##### Material shown

PR #967, opened 2015-10-27
Create a node to build URLs. v2

cabelitos:
Changes since v1:

* Initializing encoded_key and encoded_value variables outside the loop.
* Replacing param value with a key is already present in the params array.

------
Some applications may need to construct an URL before a request may be performed.
This new node will make it easier to construct an URL.

### DIFF
--- a/src/lib/comms/include/sol-http.h
+++ b/src/lib/comms/include/sol-http.h
@@ -240,6 +240,10 @@ void sol_http_param_free(struct sol_http_param *params);
 
 int sol_http_escape_string(char **escaped, const char *value);
 
+int sol_http_build_uri(char **uri, const char *base, const struct sol_http_param *params);
+
+int sol_http_encode_params(char **encoded_params, enum sol_http_param_type type, const struct sol_http_param *params);
+
 /**
  * @}
  */
--- a/src/lib/comms/sol-http-client-impl-curl.c
+++ b/src/lib/comms/sol-http-client-impl-curl.c
@@ -543,101 +543,6 @@ free_buffer:
     return NULL;
 }
 
-static char *
-encode_key_values(CURL *curl, enum sol_http_param_type type,
-    const struct sol_http_param *params, char *initial_value)
-{
-    struct sol_http_param_value *iter;
-    uint16_t idx;
-    bool first = true;
-
-    if (type != SOL_HTTP_PARAM_QUERY_PARAM &&
-        type != SOL_HTTP_PARAM_POST_FIELD &&
-        type != SOL_HTTP_PARAM_COOKIE) {
-        free(initial_value);
-        errno = EINVAL;
-        return NULL;
-    }
-
-    SOL_VECTOR_FOREACH_IDX (&params->params, iter, idx) {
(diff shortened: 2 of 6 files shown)


barbieri:
Taking a base URI is okay as it's the common case, but how to create that base given protocol, server, path, port, fragment? We should offer a more complete version that takes all of these in separate and create an URI. And of course one C API and node that splits.

We can have two nodes or just a take a base_uri and split it internally, overriding individual values.


As for the name, JSON used "create-" prefix, this one is "build-" (and a CREATE port). The C API is usually "new", this one is "build". Review and make it uniform, check against the other source files and if they have different names, choose one and make them all the same. 

Last, why two DECLARE statements with the same composed type signature?

cabelitos:
@barbieri I will create the "complex" node that you mention it. 
I will also sync with json nodes and keep name spaces equal

About the DECLARE: My bad, It is not necessary indeed.

barbieri:
As I said, you may opt to do it in one single node. You can do something like:

Options:
 * `protocol`: the protocol name to be used, such "http" or "ftp", defaults to "http"
 * `port`: the port number to be used, defaults to 80
 * `server`: the server to be used, defaults to null
 * `path`: the path at server, defaults to "/"
 * `fragment`: the fragment inside the given path, defaults to null.
 * `query`: the encoded query. As an example 2 parameters `a=1` and `b=My String` would be encoded as `a=1&b=My+String`. Defaults to null.
 * `base_uri`: if provided, it will be parsed and values will override `protocol`, `port`, `server`, `path` and `fragment`. As an example, the `base_uri="http://myserver.com:8080/docs/x.html#anchor?a=1&b=My+String"` will split as `protocol=http`, `port=8080`, `server=myserver.com`, `path=/docs.x.html`,  `fragment=anchor` and `query=a=1&b=My+String`. Defaults to null.

Ports would be the same, a port `BASE_URI` would be split and replace other values.

Be aware that `query` is special as one may have multiple parameters of the same name. Like in HTML forms you may get `selected=a&selected=b` for select with multiple values. If user wants to reset, then use the `CLEAR` port before.

cabelitos:
@barbieri ack.

cabelitos:
@barbieri Should we add user and password as well?

barbieri:
the user:password in the URL is not a standard and is dangerous, so I'd say no. It's an extension some user agent support, but it should be in the header. We support that in our C API.

lpereira:
[**@barbieri**](https://github.com/barbieri) commented on [Oct 27, 2015, 7:10 PM GMT-2](https://github.com/solettaproject/soletta/pull/967#issuecomment-151645224 "2015-10-27T21:10:55Z - Replied by Github Comment Enhancer"):
> the user:password in the URL is not a standard and is dangerous, so I'd say no. It's an extension some user agent support, but it should be in the header. We support that in our C API.

Username and passwords are already supported by the C API. It had a bug, but I believe @otaviobp found and fixed it already.

cabelitos:
Yeah, he fixed it.

cabelitos:
Closing in favor of #1004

##########

Exercise >> A complete, exact transcription of the data above is the required answer.

Task solution >>
PR #967, opened 2015-10-27
Create a node to build URLs. v2

cabelitos:
Changes since v1:

* Initializing encoded_key and encoded_value variables outside the loop.
* Replacing param value with a key is already present in the params array.

------
Some applications may need to construct an URL before a request may be performed.
This new node will make it easier to construct an URL.

### DIFF
--- a/src/lib/comms/include/sol-http.h
+++ b/src/lib/comms/include/sol-http.h
@@ -240,6 +240,10 @@ void sol_http_param_free(struct sol_http_param *params);
 
 int sol_http_escape_string(char **escaped, const char *value);
 
+int sol_http_build_uri(char **uri, const char *base, const struct sol_http_param *params);
+
+int sol_http_encode_params(char **encoded_params, enum sol_http_param_type type, const struct sol_http_param *params);
+
 /**
  * @}
  */
--- a/src/lib/comms/sol-http-client-impl-curl.c
+++ b/src/lib/comms/sol-http-client-impl-curl.c
@@ -543,101 +543,6 @@ free_buffer:
     return NULL;
 }
 
-static char *
-encode_key_values(CURL *curl, enum sol_http_param_type type,
-    const struct sol_http_param *params, char *initial_value)
-{
-    struct sol_http_param_value *iter;
-    uint16_t idx;
-    bool first = true;
-
-    if (type != SOL_HTTP_PARAM_QUERY_PARAM &&
-        type != SOL_HTTP_PARAM_POST_FIELD &&
-        type != SOL_HTTP_PARAM_COOKIE) {
-        free(initial_value);
-        errno = EINVAL;
-        return NULL;
-    }
-
-    SOL_VECTOR_FOREACH_IDX (&params->params, iter, idx) {
(diff shortened: 2 of 6 files shown)


barbieri:
Taking a base URI is okay as it's the common case, but how to create that base given protocol, server, path, port, fragment? We should offer a more complete version that takes all of these in separate and create an URI. And of course one C API and node that splits.

We can have two nodes or just a take a base_uri and split it internally, overriding individual values.


As for the name, JSON used "create-" prefix, this one is "build-" (and a CREATE port). The C API is usually "new", this one is "build". Review and make it uniform, check against the other source files and if they have different names, choose one and make them all the same. 

Last, why two DECLARE statements with the same composed type signature?

cabelitos:
@barbieri I will create the "complex" node that you mention it. 
I will also sync with json nodes and keep name spaces equal

About the DECLARE: My bad, It is not necessary indeed.

barbieri:
As I said, you may opt to do it in one single node. You can do something like:

Options:
 * `protocol`: the protocol name to be used, such "http" or "ftp", defaults to "http"
 * `port`: the port number to be used, defaults to 80
 * `server`: the server to be used, defaults to null
 * `path`: the path at server, defaults to "/"
 * `fragment`: the fragment inside the given path, defaults to null.
 * `query`: the encoded query. As an example 2 parameters `a=1` and `b=My String` would be encoded as `a=1&b=My+String`. Defaults to null.
 * `base_uri`: if provided, it will be parsed and values will override `protocol`, `port`, `server`, `path` and `fragment`. As an example, the `base_uri="http://myserver.com:8080/docs/x.html#anchor?a=1&b=My+String"` will split as `protocol=http`, `port=8080`, `server=myserver.com`, `path=/docs.x.html`,  `fragment=anchor` and `query=a=1&b=My+String`. Defaults to null.

Ports would be the same, a port `BASE_URI` would be split and replace other values.

Be aware that `query` is special as one may have multiple parameters of the same name. Like in HTML forms you may get `selected=a&selected=b` for select with multiple values. If user wants to reset, then use the `CLEAR` port before.

cabelitos:
@barbieri ack.

cabelitos:
@barbieri Should we add user and password as well?

barbieri:
the user:password in the URL is not a standard and is dangerous, so I'd say no. It's an extension some user agent support, but it should be in the header. We support that in our C API.

lpereira:
[**@barbieri**](https://github.com/barbieri) commented on [Oct 27, 2015, 7:10 PM GMT-2](https://github.com/solettaproject/soletta/pull/967#issuecomment-151645224 "2015-10-27T21:10:55Z - Replied by Github Comment Enhancer"):
> the user:password in the URL is not a standard and is dangerous, so I'd say no. It's an extension some user agent support, but it should be in the header. We support that in our C API.

Username and passwords are already supported by the C API. It had a bug, but I believe @otaviobp found and fixed it already.

cabelitos:
Yeah, he fixed it.

cabelitos:
Closing in favor of #1004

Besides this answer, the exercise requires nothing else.